Factors Coeff. std. Coeff. p
(Intercept) 4.01
(0.19)
-0.00
(0.03)
0.001***
Respondents' education in years -0.04
(0.01)
-0.08
(0.03)
0.004**
Finding life exciting 0.60
(0.08)
0.20
(0.03)
0.001***
Observations 1313
R² / R² adjusted 0.043 / 0.041

[[Linear regression]] (model 2) #interpretation⚓︎

Linear regression interpretation sample

First section: The significance levels
Respondents' education in years and finding life exciting are statistically significant factors of social life index score since the p value is less than 0.05.

Second section: The explanation of coefficients
One year increase in espondents' education decreases social life index score by 0.04 points. Finding life exciting increases social life index score by 0.60 points compared to finding life dull and routine.
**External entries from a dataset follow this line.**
PR #173, opened 2024-05-09
Feature: Create new destination UI

CodeMan99:
/claim #170

Still testing. Overall pretty happy with this. ~~Video upload later tonight.~~

[Scratchdata Demo](http://www.youtube.com/watch?v=yc3RX6XM4yw "scratchdata demo")


frontend/src/lib/DestinationForm.svelte
```diff
@@ -0,0 +1,120 @@
...
+            headers: {
+                "content-type": "application/json",
+                "content-length": body.length,
+            },
+            body
+        };
+
+        const response = await fetch(resource, options);
+
+        if (response.ok) {
```
poundifdef, line 55: The code throws an error upon success. 

Screenshot 2024-05-09 at 7 09 14 PM

frontend/src/routes/dashboard/connections/new/[type]/+page.svelte
```diff
@@ -1 +0,0 @@
-<h2>New Connection</h2>
```
Comment (poundifdef) [inline frontend/src/routes/dashboard/connections/new/[type]/+page.svelte:1]: Please stick with the original implementation that uses this route instead of tabs for destination types. (I have a UI design that depends on these being different pages, which is a later iteration.)

frontend/src/lib/AlertAppError.svelte
```diff
@@ -0,0 +1,45 @@
...
+    export let duration = Infinity;
+    export let iconName = "exclamation-octagon";
+    export let ready = false;
+
+    export function show(error) {
+        errorMessage = error;
+        alertElement.show();
+    }
+
+    export function toast(error) {
```
poundifdef, line 20: This function doesn't seem to be used.

frontend/src/lib/AlertAppError.svelte
```diff
@@ -0,0 +1,45 @@
...
+        errorMessage = error;
+        alertElement.toast();
+    }
+
+    export function hide() {
```
poundifdef, line 25: This function doesn't seem to be used either.

poundifdef (changes requested):

frontend/src/lib/DestinationForm.svelte
```diff
@@ -0,0 +1,120 @@
...
+            {:else if formField.type === "textarea"}
+                <DestinationTextareaParam name="{formField.name}" label="{formField.label}" defaultValue="{formField.default}" />
+            {/if}
+        {/each}
+        <br>
+        <sl-button type="submit" variant="primary" outline pill>
+            <sl-icon name="cloud-plus" slot="prefix"></sl-icon>
+            Save New Connection
+        </sl-button>
+        <sl-button type="reset" variant="warning" outline pill>
```
poundifdef, line 110: I don't think we need a reset button here.

frontend/src/routes/dashboard/connections/new/+page.svelte
```diff
@@ -1,2 +1,73 @@
...
+                },
+            };
+            onTabShow(event);
+        }
+    });
+</script>
+
+<h2>New Connection</h2>
+
+<AlertAppError bind:this="{alertAppError}" />
```
poundifdef, line 45: Can you help me understand what ` bind:this="{alertAppError}"` is doing in this file? I'm not totally understanding how the `AlertAppError.svelte` component is supposed to work.

frontend/src/lib/AlertAppError.svelte
CodeMan99: This component is wrapping `<sl-alert>` for generic usage.

frontend/src/routes/dashboard/connections/new/+page.svelte
CodeMan99: This binds the entire component to the name of the parent component. It is later then passed into the component of each form.

Since you would like to have separate routes for each _connection type_, I will likely use a slightly different pattern anyway.

frontend/src/lib/DestinationForm.svelte
CodeMan99: A reset button is rarely necessary for typical users. It's more an accessibility utility.

frontend/src/lib/DestinationForm.svelte
CodeMan99: I've not used `redirect` before. I'll dig deeper.

frontend/src/routes/dashboard/connections/new/[type]/+page.svelte
Comment (CodeMan99) [reply frontend/src/routes/dashboard/connections/new/[type]/+page.svelte:1]: Ah, ok. Well it was fun to implement the lazy loading. I'll get on this as soon as possible.

Comment (poundifdef) [reply frontend/src/routes/dashboard/connections/new/[type]/+page.svelte:1]: For context, this is what the final result will look like. The goal is to get the basic functionality working with minimal styling, and then go in and do the pure design work.

ui

Comment (CodeMan99) [reply frontend/src/routes/dashboard/connections/new/[type]/+page.svelte:1]: I have very quickly restored the `[type]` route parameter. Definitely needs a bit more polish.

Before I continue, I want to be sure this is the desired behavior. What I am seeing is a separation of the menu and the form? That means an incorrect click will need to circle back around to the connections page in order to re-open the menu. It also means that the route can be tampered with by the user.

I'm all for implementing what you want. I just want to be sure that's what you _actually_ want?

frontend/src/lib/DestinationForm.svelte
CodeMan99: Replaced `redirect` call with `goto` utility. Seems solid.

frontend/src/routes/dashboard/connections/new/[type]/+page.svelte
Comment (CodeMan99) [reply frontend/src/routes/dashboard/connections/new/[type]/+page.svelte:1]: Fair enough.

poundifdef (approved):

Third section: The explanation of standardized coefficients
The strongest factor of social life index score is finding life exciting (std. Coeff=0.20), followed by respondents' education in years (std. Coeff=-0.08)

Fourth section: The explanation of adjusted R-squared
The adjusted R squared value indicates that 4.1% of the variation in social life index score can be explained by respondents' education in years and finding life exciting.

Assessing the assumptions⚓︎

[[Performance diagnostic]] (model 2) #code⚓︎

check_model(model2)

[[Performance diagnostic]] (model 2) #output⚓︎

A multi-panel regression diagnostic figure shows several checks: (1) a residuals versus fitted values plot indicating non-constant spread of residuals, suggesting heteroscedasticity; (2) a variance inflation factor (VIF) plot showing elevated values for some predictors, indicating multicollinearity; and (3) a residuals versus fitted values plot with a curved trend, indicating non-linearity. Other panels display posterior predictive checks, influential observations, and a normal Q–Q plot for residuals.